Football supporters from rival teams clashed on 1 February after a match in the city of Port Said located to the north of the Suez Canal.
Fans invaded the pitch after a match between top-tier clubs Port Said’s Al-Masry and Cairo’s Al-Ahly leaving 74 dead and hundreds more injured in the bloodiest incident since former President Hosni Mubarak was ousted from power in 2011.
The match ended with the home team, Al-Masry, winning 3-1, an unusual result for the Port Said club. According to reports, most of the deaths were caused by concussions, cuts to the head and suffocation from a stampede.
Egypt’s Supreme Council of the Armed Forces (SCAF) has announced three days of national mourning, but critics have be quick to point out the failings of the regime to allow the clashes to occur and conflict to escalate. Protests are planned to voice disapproval of the police’s failure to respond to the situation.

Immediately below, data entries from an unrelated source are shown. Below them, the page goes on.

PR #567, opened 2022-02-20
Replace latest tag with v9.99.9-dev in builds

PrasadG193:
Signed-off-by: Prasad Ghangal <prasad.ghangal@gmail.com>

##### ISSUE TYPE
 - Bug fix Pull Request

##### SUMMARY

The latest goreleaser doesn't support non-semver image tags. 
This PR replaces `latest` tags with `v9.99.9-dev` to support latest version of goreleaser

### DIFF
--- a/.github/workflows/artifacts.yml
+++ b/.github/workflows/artifacts.yml
@@ -30,8 +30,7 @@ jobs:
       uses: goreleaser/goreleaser-action@v2
       with:
         install-only: true
-        # Newer goreleaser version doesn't allow builds with "latest" tag
-        version: v0.179.0
+        version: latest
     - name: Run GoReleaser
       run: make release-snapshot
     - name: Install Helm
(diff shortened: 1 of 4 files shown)


.github/workflows/artifacts.yml
```diff
@@ -30,8 +30,7 @@ jobs:
       uses: goreleaser/goreleaser-action@v2
       with:
         install-only: true
-        # Newer goreleaser version doesn't allow builds with "latest" tag
-        version: v0.179.0
+        version: latest
```
sanketsudake, line 33: I am bit confused on this change. Everywhere else we are using `v9.99.9-dev` version where as here we are using latest version.

Also, we have removed the earlier comments.
```
# Newer goreleaser version doesn't allow builds with "latest" tag
```
So Goreleaser accepts latest version now ?

PrasadG193: @sanketsudake the version we have mentioned here is the Goreleaser version we use in CI - not the version we build images with.
Goreleaser doesn't support image builds with `latest` tag, that's why we have replaced tag `latest` with `v9.99.9-dev` tags for BotKube build images.

sanketsudake (approved):

PR #573, opened 2022-04-13
fix: Failed to analyze an event whose lastTimestamp is null

Lion916:
##### ISSUE TYPE
- Bug fix Pull Request
##### SUMMARY
The lastTimestamp field of the event is sometimes null and sometimes not empty, but these are normal, just because the old and new APIS are called differently. So we need to add a judgment here, using the EventTime field if lastTimestamp is empty

Fixes https://github.com/infracloudio/botkube/issues/548

### DIFF
--- a/pkg/events/events.go
+++ b/pkg/events/events.go
@@ -123,6 +123,11 @@ func New(object interface{}, eventType config.EventType, resource, clusterName s
 		event.Count = eventObj.Count
 		event.Action = eventObj.Action
 		event.TimeStamp = eventObj.LastTimestamp.Time
+		// Compatible with events.k8s.io/v1
+		if eventObj.LastTimestamp.IsZero() {
+			event.TimeStamp = eventObj.Series.LastObservedTime.Time
+			event.Count = eventObj.Series.Count
+		}
 	}
 	return event
 }


Lion916:
@PrasadG193  Could you help to review another PR? Thanks~

pkg/events/events.go
```diff
@@ -123,6 +123,11 @@ func New(object interface{}, eventType config.EventType, resource, clusterName s
 		event.Count = eventObj.Count
 		event.Action = eventObj.Action
 		event.TimeStamp = eventObj.LastTimestamp.Time
+		//Compatible with events.k8s.io/v1
```
PrasadG193, line 126:
```suggestion
		// Compatible with events.k8s.io/v1
```

PrasadG193 (approved):

pkg/events/events.go
PrasadG193: @Lion916 can be merged once this minor comment is addressed

PrasadG193: Also please rebase with the latest develop to fix the CI failure

Lion916: @PrasadG193 Could you help to review this PR? Thanks~

PrasadG193: Thanks for being patient. :pray:

PR #577, opened 2022-05-05
Fix [event.go 128] invalid memory address or nil pointer 

krunalhinguu:
##### ISSUE TYPE
 - Bug fix Pull Request

##### SUMMARY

There is a long-standing and bitter rivalry between the two teams and Al-Ahly fans have been involved in clashes in the past. Egyptians have been quick to point out that this level of violence is unusual. Some have pointed to the prominence of Al-Ahly supporters in political marches where police have faced off against the police as a possible motive for the police to attack the supporters.
On its Facebook page, the Muslim Brotherhood’s Freedom & Justice Party stated that it considers the Port Said events as part of a larger landscape of lawlessness, including large-scale robberies and accused those with links to the previous regime as being behind the clashes at the match.